ABSTRACT
We have discovered that in the rodent primary olfactory cortex (piriform) the pattern of neural activity evoked by a smell changes with the passage of time. These changes, which unfold absent a task or learning paradigm, accumulate to such an extent that after just a few weeks odor responses bear little resemblance to their original form. The piriform has been traditionally hypothesized to establish the identity of odorants. Our observations have forced us to radically reconsider the role of this vast brain region in olfactory perception. We propose that the piriform operates instead as a flexible learning system, a ‘scratch pad’ that continually learns and continually overwrites itself. This poses the problem of how transient memory traces can subsequently be stored over long timescales.

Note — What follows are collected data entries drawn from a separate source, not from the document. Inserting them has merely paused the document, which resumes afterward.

PR #169, opened 2022-08-30
Adding tab styles

ak4zh:
Similar to: https://flowbite-svelte.com/tabs

Planned styles:

- [ ] full
- [ ] icon
- [ ] pill
- [ ] underline

### DIFF
--- a/src/lib/Tab/Tab.svelte
+++ b/src/lib/Tab/Tab.svelte
@@ -7,6 +7,7 @@
 	export let border: string = getContext('border');
 	export let fill: string = getContext('fill');
 	export let color: string = getContext('color');
+	export let style: string = getContext('style')
 
 	// Props
 	export let value: any = $selected.value;
@@ -26,10 +27,17 @@
 		}
 	}
 
+	function getStyleClass(style: string) {
+		if (style === 'pill') {
+			return `py-2 px-5 rounded-full duration-300`
+		}
+		return ''
+	}
+
 	// Reactive Classes
 	$: isSelected = value == $selected;
 	$: cHighlight = isSelected ? `${border} ${color} opacity-100` : 'border-transparent';
-	$: classesBase = `${cBase} ${cHighlight}`;
+	$: classesBase = `${cBase} ${cHighlight} ${getStyleClass(style)}`;
 	$: classesIcon = isSelected ? fill : 'fill-surface-500';
 </script>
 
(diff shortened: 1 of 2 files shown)


endigo9740:
Hey @ak4zh, this seems like an interesting ideal. I'll pull this down and do a deeper review later today, but a couple quick suggestions.

Consider using `variant` instead of `style` as the prop name. We have precedence for this on the Button component:
https://skeleton.brainandbonesllc.com/components/buttons

Likewise, the way you're adding the style to the reactive class definition works, but to follow convention I suggest something like this:

> NOTE: only including the relevant code here:

```ts
export let variant: string|undefined;

// NOTE: adjust the base to only include universal styles
const cBase: string = 'list-none flex items-center space-x-2 cursor-pointer border-b-2 opacity-60 hover:opacity-100';

// NOTE: Use this to append the extra/unique styles per variant
let cVariant: string|undefined;

function setVariant(): void {
    switch(variant) {
        case ('full'): cVariant = `...`; break;
        case ('icon'): cVariant = `...`; break;
        case ('pill'): cVariant = `py-2 px-5 rounded-full duration-300`; break;
        case ('underline'): cVariant = `...`; break;
        // If no variant is set, handle default styles:
        default: cVariant = 'py-2 px-4 ...'; 
    }
}

$: classesBase = `${cBase} ${cHighlight}`;
```

I'd also advise you look at how we're passing values from the parent TabGroup down to all child tabs using the Svelte Context API (setContext/GetContext). This would allow you to define the variant style once on the parent, and carry through down to al the children!

If you need help with any of this let me know! Glad to do so!

endigo9740:
And if this all seems too complicated please feel free to file a feature request ticket. I'd be glad to take a look at implementing something like this.

endigo9740:
Hey @ak4zh sorry for the delay, it's been a busy week! I finally got a chance to do a more in depth review and have a couple additional notes to add here:

- Make sure you document any changes in the Docs > Tabs section, people need to know how to use the new features
- Obviously verify the test cases continue to work with the additions, feel free to write more test cases to cover additions
- Given the number of large sweeping updates this week your branch is fairly far removed from the `dev` branch changes. Please make considerations for this going forward. 

If you need to drop and recreate the PR and restart against the latest branch updates I'd understand! The merge might be quite difficult otherwise! Thanks

ak4zh:
Yes I will close this PR for now.
I will be able to work on this only after few days so I will base off the latest changes instead.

These results also raise the question of what the piriform learns. We have designed a behavioral assay that provides a sensitive readout of whether mice expect a given sensory event. Using this assay we have demonstrated that mice learn the identity, order and precise timing of elements in a sequence of neutral odorants, A-->B, without reward or punishment. Simultaneous recordings in naïve piriform show strong and distinct responses to both A and B. These diminish with experience in a manner that tracks these expectations: predictable cues, such as B in the A-->B sequence, evoke hardly any response in experienced animals. This does not reflect simple adaptation. When B is presented alone, it elicits robust activation. When B is omitted, and A is presented alone, piriform exhibits vigorous activity at the precise moment when the animal, expecting odor B, encounters nothing. Thus, when the external world conforms to expectation, piriform is relatively quiescent, but any departure from the expected results in vigorous activation. We hypothesize that the piriform learns to implement a comparator that reports the difference between the world as it expects it and the world as it is. The biological learning mechanisms that generate this predictive activity, a feature more commonly encountered in higher order cortices, can be readily studied and probed in a circuit only two synapses from the sensory periphery.
SPEAKER BIOS
We are postdoctoral fellows in Richard Axel’s laboratory at Columbia University, where we carry out a shared research program. We seek to understand how organisms learn continuously while also storing stable memories over their lifetimes. The rodent olfactory system, an easily accessible, well-defined circuit whose input can be precisely controlled, presents a relatively simple and tractable model to address these basic open problems. We have established methods for long-term observation of neurophysiological activity in the rodent primary olfactory cortex (piriform), and developed naturalistic ethological behavioral paradigms to probe continuous learning.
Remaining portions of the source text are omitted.